For that matter, nothing is stopping Buffett from telling his tax professionals to stop finding ways for him to (legally) avoid taxes. Clearly, Buffett’s not doing that, either, which makes him, regardless of his fortune, another tax hypocrite. (You don’t suppose that Buffett favors estate taxes because he owns six life insurance companies and 10 percent of life insurance company revenue comes from those avoiding estate taxes, do you?)

Perhaps Buffett isn’t writing that $5 billion check because of the real reason to oppose Buffett’s tax proposal: Because government at every level wastes our tax money, every day. Buffett cannot possibly be naïve enough to believe that more tax dollars won’t get sucked into some patronage-fueled hole in Washington. (Remember the word “earmark”?)

Buffett also has a selective memory about tax legislation, as does Bloomberg BusinessWeek:

In 1982, amid a punishing 16-month recession, Reagan approved the largest peacetime tax increase in U.S. history. A booming economy followed in 1983 and 1984, enabling him to sail to re-election.

In 1993, President Bill Clinton forced a tax increase through Congress that Representative Dick Armey, then chairman of the House Republican Conference, condemned as a “job killer” that would push the economy into recession. That increase was succeeded by the creation of 23 million new jobs, and the Clinton Administration left a budget surplus of about $236 billion. By contrast, President George W. Bush pushed through two rounds of tax cuts and created just 3 million jobs. He also turned the surplus he inherited into a $1.2 trillion deficit.

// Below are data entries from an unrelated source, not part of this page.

PR #3794, opened 2020-10-23
u3: remove timestamp printing in u3v_time()

joemfb:
This PR is a substantial performance improvement for the vere king.

On every turn of the libuv event loop, we update a global `@da` timestamp, so that all i/o drivers can have a consistent view of time. The function that we use to do so (`u3v_time()`) was also formatting that same timestamp, through a nock call to hoon's atom (`$coin`) printer. That's an expensive call, with no relevant high level jets (at the moment, see #2853). But, even worse, that formatted timestamp was never read or used anywhere.

I discovered this issue while debugging the network forwarding loop reported in #3778. So I used the loop as a simple performance test. As the following flame graph makes clear, samples were dominated by `u3v_time()`.

before

Those samples were taken roughly every millisecond, for around 90 seconds. In that time, my fake ~zod forwarded over 400K packets.

Compare with timestamp printing removed:

after

In those roughly 30 seconds, my fake ~zod forwarded over 2 million packets.

### DIFF
--- a/pkg/urbit/include/noun/vortex.h
+++ b/pkg/urbit/include/noun/vortex.h
@@ -10,7 +10,7 @@
         c3_d    ent_d;                    //  event number
         u3_noun yot;                      //  cached gates
         u3_noun now;                      //  current time, as noun
-        u3_noun wen;                      //  current time, as text
+        u3_noun wen;                      //  current time, as text, XX remove
         u3_noun sev_l;                    //  instance number
         u3_noun sen;                      //  instance string
         u3_noun roc;                      //  kernel core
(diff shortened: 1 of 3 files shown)


belisarius222:
lol

philipcmonk (approved):
Very nice find!  This combined with #3786 will make a huge difference for infrastructure ships.  I'm optimistic that between the two we'll see ~zod's cpu usage below 100% for the first time in months.

This is definitely worth testing on ~zod and/or ~nus, and maybe worth pushing a release before too long.

matildepark:
"We stopped printing a timestamp we don't use and got a 1,400% performance improvement for forwarding packets"

jtobin:
hot like fire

Obviously, today’s economic crisis is vastly more severe than anything Reagan or Clinton faced, thus the timing and scope of tax increases must be carefully calibrated.

What neither Buffett nor Bloomberg told you is that one year before the 1982 tax increase (or, as Reagan called it, “revenue enhancement”), Congress passed a substantial tax cut.  Congress also passed tax reform with substantially lower rates in 1986. Congress also passed tax reform in 1997. And a business magazine editorial writer should be smart enough to know that no president and no politician creates jobs; businesses create jobs, and every dollar a business spends on taxes is $1 less to spend on anything else.